Dalam hal penyelenggara melakukan perbuatan melawan hukum dalam penyelenggaraan pelayanan
publik sebagaimana diatur dalam undangundang pelayanan publik, masyarakat dapat mengajukan
gugatan terhadap penyelenggara ke pengadilan. Pengajuan gugatan terhadap penyelenggara, tidak
menghapus kewajiban penyelenggara untuk melaksanakan keputusan ombudsman dan/atau
penyelenggara. Pengajuan gugatan perbuatan melawan hukum tersebut, dilakukan sesuai dengan
peraturan perundang-undangan (Pasal 52). Dalam hal penyelenggara diduga melakukan tindak pidana
dalam penyelenggaraan pelayanan publik sebagaimana diatur dalam undangundang tersebut,
masyarakat dapat melaporkan penyelenggara kepada pihak berwenang (Pasal 53 UU).

Perlu dicatat bahwa, walaupun pengawasan administrasi ini penting, akan tetapi ada kemungkinan
terjadi hasil yang sebaliknya dari tujuan pengawasan. Administrasi dan prosedur yang terlalu kaku,
misalnya, bisa menyebabkan adanya birokrasi . yang bertele-tele (red tape) dan menimbulkan
ketidakefisienan. Red tape ini umumnya termasuk hal yang berkaitan dengan pengisian dokumen yang
berlebihan/berulang-ulang, prosedur pelaporan yang rumit, sistem pengambilan keputusan yang
lambat, aturan yang saling bertentangan, dan prosedur pengadaan barang/jasa yang sulit.
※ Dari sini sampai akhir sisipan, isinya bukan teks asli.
PR #303, opened 2024-12-16
Sof 2374/able to delete modifier

LindvedKrvang:
Note: Dependent on https://github.com/tv2/sofie-web-client/pull/302

Able to delete a Modifier.
If a modifier is being used by a PanelLayoutConfiguration, it is not possible to delete the modifier and the delete-icon is disabled.
Note: In order to achieve this a "shell" of the `InputConfigurations` on PanelLayoutConfiguration has been implemented. It should still be implemented prober later.

Also in this PR:
- SofieIconButton is now actually disabled when the attibute `disabled` is true.


src/app/shared/components/icon-button/icon-button.component.ts
```diff
@@ -22,6 +22,9 @@ export class IconButtonComponent implements OnInit, OnChanges {
   @HostBinding('attr.disabled')
   public disabled: boolean = false
 
+  @Input()
+  public disabledTooltip: string = ''
```
MadsThy, line 26:
```suggestion
  @Input() public disabledTooltip: string = ''
```

Just a suggestion :)

src/app/settings/panel-settings/components/panel-input-modifiers/panel-input-modifiers.component.ts
```diff
@@ -37,4 +49,19 @@ export class PanelInputModifiersComponent implements OnInit {
       this.panelInputModifierStateService.createPanelInputModifier(panelInputModifier)
     })
   }
+
+  public deletePanelInputModifier(panelInputModifier: PanelInputModifier): void {
+    this.dialogService.createConfirmDialog(
```
MadsThy, line 52:
```suggestion
if(isDeleteDisabled(panelInputModifier)) {
  return
}

    this.dialogService.createConfirmDialog(
```

Pseudo code to make it so that the button doesn't react if you press it :)

MadsThy (approved):

src/app/settings/panel-settings/services/panel-input-modifier-state.service.ts
```diff
@@ -4,24 +4,36 @@ import { BehaviorSubject } from 'rxjs'
...
+import { PanelLayoutConfigurationStateService } from './panel-layout-configuration-state.service'
+
+const MODIFIER_DELIMITER: string = ';'
 
 @Injectable()
 export class PanelInputModifierStateService {
   private panelInputModifiers: PanelInputModifier[] = []
   private readonly panelInputModifiersSubject: BehaviorSubject<PanelInputModifier[]> = new BehaviorSubject(this.panelInputModifiers)
 
+  private panelInputModifiersNotAbleToBeDeleted: PanelInputModifier[] = []
```
RasmusAlbrektsen: How about `nonDeletablePanelInputModifiers` or maybe `lockedPanelInputModifiers`?

RasmusAlbrektsen: Same obviously goes for the methods below if you like it :-)

RasmusAlbrektsen (approved):

src/app/settings/panel-settings/components/panel-input-modifiers/panel-input-modifiers.component.ts
LindvedKrvang: This method has nothing to do with the button and has no influence on the button.

Sidenote: The buttons already don't react if they are disabled.

src/app/settings/panel-settings/services/panel-input-modifier-state.service.ts
LindvedKrvang: I like how it becomes much more distungishable from `panelInputModifiers` :)
It's been updated.

PR #312, opened 2025-01-10
Sof 2383/create mkt1a visual representation

LindvedKrvang:
Note: Dependent on https://github.com/tv2/sofie-web-client/pull/311

This PR introduces the visual reprensentation of a MKT1A panel.
image

It works the same as for the MK48 panel. This panel also have a TBar input.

Bila hal ini
terjadi, pada akhirnya masyarakat pengguna jasa juga yang dirugikan.

Oleh karena itu, penerapan pengawasan administratif harus dilaksanakan dengan asas keseimbangan.
Pada satu sisi, birokrasi harus bekerja dengan taat administratif, akan tetapi pada sisi lain, sistem
administrasi itu haruslah tetap rasional, efisien, dan tidak menimbulkan hambatan dalam pelayanan
yang cepat dan memuaskan bagi masyarakat.